“Tidak perlu menunggu viral. Di wilayah, lurah adalah wali kota kecil. Harus tahu siapa yang perlu dibantu dan segera berkoordinasi dengan puskesmas jika ada warga yang membutuhkan pertolongan,” kata Dedie.
BRO. KOTA BOGOR – Jelang satu tahun masa pemerintahan, Wali Kota Bogor Dedie A. Rachim dan Wakil Wali Kota Bogor Jenal Mutaqin melakukan rotasi dan promosi terhadap 245 pejabat di lingkungan Pemerintah Kota (Pemkot) Bogor, Rabu (11/2/2026).
Pelantikan yang digelar di Plaza Balai Kota Bogor itu mencakup pejabat tinggi pratama, pejabat administrator, pejabat pengawas, pejabat fungsional, kepala sekolah, hingga kepala puskesmas.
Dedie Rachim menegaskan, perombakan jabatan ini merupakan bagian dari tour of duty sekaligus upaya penyegaran organisasi. Menurutnya, sejumlah pejabat telah menduduki posisi yang sama selama tiga hingga lebih dari lima tahun.
Baca Juga :Darurat Birokrasi! 51 Jabatan Pemkot Bogor Kosong, Kinerja Pemerintah Dipertanyakan
“Ini bagian dari menyehatkan organisasi dan menguatkan komitmen untuk memberikan kontribusi terbaik bagi masyarakat Kota Bogor,” tegas Dedie.

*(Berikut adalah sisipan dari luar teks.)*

PR #417, opened 2017-10-26
Add support for listing source_transactions

ob-stripe:
r? @brandur-stripe
cc @stripe/api-libraries @stan-stripe

Adds support for the `/v1/sources/src_.../source_transactions` endpoint.

`source_transaction` objects, like `source` objects, have a `type` attribute and an attribute named with the value of `type` and containing another map. This was previously handled in `SourceDeserializer`. In order to avoid duplicating that code, I turned it into a generic `TypeDataDeserializer` used by both the `Source` and `SourceTransaction` classes.


src/main/java/com/stripe/model/TypeDataDeserializer.java
```diff
@@ -0,0 +1,53 @@
+package com.stripe.model;
+
+import com.google.gson.*;
+
+import java.lang.reflect.Type;
+import java.util.Map;
+import java.util.HashMap;
+
+public class TypeDataDeserializer<T extends HasTypeData> implements JsonDeserializer<T> {
```
brandur-stripe: Would you mind giving this a slightly more specific name and adding a doc block explaining roughly what it does to the class? I think that "type data deserializer" is just a little too generic given that this is all related to sources.

Sorry definitely a nit given that you were not the one to originally cause these issues :$

src/main/java/com/stripe/model/HasTypeData.java
```diff
@@ -0,0 +1,8 @@
+package com.stripe.model;
+
+import java.util.Map;
+
+public interface HasTypeData {
```
brandur-stripe: Good call on the interface!

I wonder if we should call this `HasSourceTypeData` or something too? (Again, will likely always be sources specific.)

brandur-stripe:
Left a couple comments, but great work as always!

ob-stripe:
I renamed the various `TypeData` references to `SourceTypeData`, and left a comment on the deserializer class as request. ptal @brandur-stripe

brandur-stripe:
Thanks Olivier! Shipping.

brandur-stripe:
Released as 5.22.0.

Fokus Lingkungan, PKL, dan Transportasi
Dalam arahannya, Dedie juga menyampaikan pesan khusus Presiden Prabowo yang diterima dalam rapat koordinasi beberapa waktu lalu, yakni menjaga lingkungan dan kebersihan kota.
Baca Juga :53 Jabatan Struktural Kosong, DPRD Ingatkan Walikota Bogor : Jangan Rusak Pelayanan Publik
Selain itu, ia menekankan bahwa penataan pedagang kaki lima (PKL) serta pembenahan dan penataan transportasi masih menjadi pekerjaan rumah besar Pemkot Bogor.
“Penataan PKL dan transportasi harus terus dibenahi. Ini menjadi prioritas agar wajah Kota Bogor semakin tertata,” ujarnya.
Lurah Diminta Lebih Responsif dan Kenal Warga
Kepada para lurah, Dedie Rachim memberi pesan tegas agar lebih mengenal warganya secara detail dan responsif terhadap persoalan sosial di wilayah masing-masing.
Menurutnya, lurah harus mengetahui warga yang sakit, membutuhkan bantuan, hingga anak-anak difabel seperti autis, tunanetra, dan tunarungu.
“Tidak perlu menunggu viral. Di wilayah, lurah adalah wali kota kecil. Harus tahu siapa yang perlu dibantu dan segera berkoordinasi dengan puskesmas jika ada warga yang membutuhkan pertolongan,” kata Dedie.
Ia menekankan, kehadiran pemerintah harus benar-benar dirasakan masyarakat hingga ke lingkungan terkecil.
Target Pendapatan Daerah Digenjot
Dalam kesempatan itu, Dedie juga menyampaikan apresiasi kepada Deni Hendana yang sebelumnya menjabat Kepala Badan Pendapatan Daerah (Bapenda) Kota Bogor dan kini mengemban jabatan baru.
Kepada pejabat Bapenda yang baru, Abdul Wahid, Dedie meminta agar segera melakukan langkah konkret untuk meningkatkan pendapatan daerah sebagai modal pembangunan Kota Bogor.
“Perbaikan, pembenahan, dan peningkatan pendapatan harus segera dilakukan. Target capaian Pemkot Bogor ini menjadi modal utama untuk mengakselerasi pembangunan,” tegasnya.
Perombakan 245 pejabat ini menjadi sinyal kuat bahwa jelang satu tahun kepemimpinan Dedie–Jenal, fokus utama Pemkot Bogor adalah penyegaran birokrasi, penguatan pelayanan publik, serta percepatan pembangunan berbasis peningkatan pendapatan daerah.